Maybe that’s why so many healthcare business owners spend so much on healthcare for their employees – and they likely don’t even know it.

That’s the conclusion of new research that was freshly published in the American Economic Review (August 2011 edition). The article, titled “Unhealthy Insurance Markets: Search Frictions and the Cost and Quality of Health Insurance,” was penned by James Rebitzer, an economics professor at Boston University School of Management, assisted by Mark Votruba and Randall Cebul (both at Case Western Reserve University’s Weatherhead School of Management), and Lowell Taylor from Carnegie Mellon University.

In it, the authors acknowledge that business healthcare plans, especially ones for small business, are notoriously dynamic, and can change all the time. They also openly wonder why this is so, and why business owners routinely change plans (probably to gain more coherence and get a better price). That “turnover” should open up competition among healthcare plan providers, Rebitzer says.

But business owners likely engage in turnover behavior, and price-chasing tactics, because they’re just not comfortable with how healthcare plans are supposed to work. And they aren’t getting much help from providers. In the end, like a dog chasing its own tail, startup owners usually wind up paying more than they should for a good plan for their workers.

The authors do have an idea why this is so. After all, “if markets are competitive, plans of similar value should be offered at similar prices,” notes Votruba. “It’s costly to switch plans, so if employers are switching plans all the time, it suggests that something is impeding competition.”

What the researchers found was a phenomenon they dubbed “search friction” – a mindset that leads business owners to overplay their financial hand when shopping in the health insurance market.

Essentially search frictions occur when consumers – in this case business owners – cannot adequately compare “all of the options available in the marketplace”.

"Consumers have hundreds, sometimes thousands, of different options, and each plan has its own unique set of benefit details,” Votruba explains. “In this complex environment, it’s hard for consumers to find the plan that offers them the best value. What our paper shows is that this 'shopping problem' has important implications for how market competition plays out. If consumers have a hard time evaluating value, competition becomes less about value, and more about marketing."

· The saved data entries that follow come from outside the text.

Issue #1037, opened 2017-06-08
remove operators from experimental flag


sym3tri:
- [ ] Move self-hosted etcd to be its own option on the etcd screen of the installer
- [ ] Deploy all other operators by default
- [ ] Remove all monitoring manifests that are currently conditionally deployed if the experimental flag is _off_ (b/c they will get deployed by the Prometheus operators)
- [ ] Remove experimental checkbox from the UI

Quentin-M:
This involves both Terraform and frontend changes. They can be executed in parallel as long as we agree on a variable name, such as "tectonic_etcd_self_hosted" (bool).

I started hacking on the Terraform side of things but anyone should feel free to tackle this if they feel comfortable. @ggreer Do you feel like you'll be able to pull this off or maybe @kans can give it a shot? This is high priority for this sprint.

Quentin-M:
Edited my comment above regarding to varible name change.

Quentin-M:
The decision for now is to remove everything from the experimental flag BUT self-hosted etcd. After the code freeze, we will add a feature flag for self-hosted etcd specifically.

PR #1143, opened 2017-06-20
Self-hosted etcd UI

ggreer:
- Hide experimental option (which is really just self-hosted etcd option)
- Unify booleans (self-hosted, external) to a single UI state var: etcd_option.
- Update toAWS & toBareMetal to correctly change UI state to tfvars.
- Update test cases & progress files to pass with new etcd UI.
- UI tests: Give better error message if missing env vars.

Here's what the new radio buttons look like:

screenshot from 2017-06-20 14-28-09

And when provision nodes is selected:

screenshot from 2017-06-20 14-38-02

For #1037.


ggreer:
I assume some copy needs to be updated, but besides that it should be good.

Also important: this changes the default to self-hosted etcd.

Quentin-M:
UI looks good to me! Thanks a lot for the change!

robszumski:
To make it clear that we're creating vs connecting to existing, how about "Create self-hosted etcd cluster (alpha)"

My thinking is using a verb will help you grok this.

ggreer:
So we need the default to be self-hosted on bare metal, but provisioned on AWS? With the current UI framework, our options are:

- Leave the default as self-hosted for both baremetal & AWS.
- Change the default to provisioned. Bare metal users will see no option selected.

Anything requiring "dynamic defaults" (that change based on other form values changing) means writing a new feature in the UI framework. That'd probably take Matt & I a day.

robszumski:
@ggreer where did the bare metal requirement come from? Self-hosted etcd has not graduated to stable and should not be the default anywhere.

ggreer:
We can't boot AWS instances for bare metal, so the only choices are external etcd & self-hosted.

Quentin-M:
Unlike what's stated in Slack (no support for external) or in PR (no support for provisioned etcd), the bare-metal platform supports both: on controller provisioned etcd, external etcd, and self-hosted etcd.

ggreer:
OK, all three options enabled and default is provision or use controllers, not self hosted.

Here's what it looks like now:

screenshot from 2017-06-20 17-54-41

screenshot from 2017-06-20 17-55-49

PR #1146, opened 2017-06-20
m/tectonic/r/m/etcd/cluster-config.yaml: add resource requests

Quentin-M:
As suggested by @xiang90, this PR introduces resource requests to self-hosted etcd in order to guarantee that they will get enough resources to support the cluster.

Since we document that `t2.medium` instances are the bare-minimum, and since we default to that, this sets the recommended resources for a 10 nodes Kubernetes cluster (500m CPU / 300MB RAM), which should comply with what we currently have.

### DIFF
--- a/modules/tectonic/resources/manifests/etcd/cluster-config.yaml
+++ b/modules/tectonic/resources/manifests/etcd/cluster-config.yaml
@@ -6,3 +6,8 @@ metadata:
 spec:
   size: ${etcd_cluster_size}
   version: "${etcd_version}"
+  pod:
+    resources:
+      requests:
+        cpu: 500m
+        memory: 300Mi


xiang90:
lgtm

xiang90:
we should make this more dynamic in the future (probably based on node counts).

/cc @coresolve

coresolve:
according to https://github.com/kubernetes/community/blob/master/contributors/design-proposals/resource-qos.md#qos-classes

[4:39] 
 ```If limits and optionally requests (not equal to 0) are set for all resources across all containers and they are equal, then the pod is classified as Guaranteed.
```

[4:40] 
maybe we should do limits and requests to get the Gauranteed thing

Evidently, search friction allows for a “back door” for health insurance providers to collude to drive prices up, and not down.

This from the report:

A hallmark of markets with search frictions is that the law of one price breaks down. Instead of competition forcing all insurers to offer similar plans at a similar low price, frictions enable many insurers to profitably pursue high margin/low volume strategies. The net effect is that consumers end up paying more for their health insurance – 29 percent more on average in the small group market – and insurers spend more on marketing.

There’s more. Search friction can trigger emotional responses from entrepreneurs, who may not feel fully vested in quality programs, but programs with better rates.

"High turnover rates undermine the quality of health plans by reducing insurers’ incentive to finance care that makes their policyholders healthier in the future," Cebul adds. "Why spend money on wellness or disease management programs – programs which yield a return on investment only after several years – for a policyholder who probably isn’t going to stick around long?"

Can ObamaCare, if it ever kicks in, help business owners fight back against search friction? Maybe.

“In theory, it should,” said Rebitzer, “as long as they are designed so that shoppers can easily evaluate the value that they should expect for the prices of different plans. We will know that the exchanges are successful if turnover rates and marketing expenses decrease.”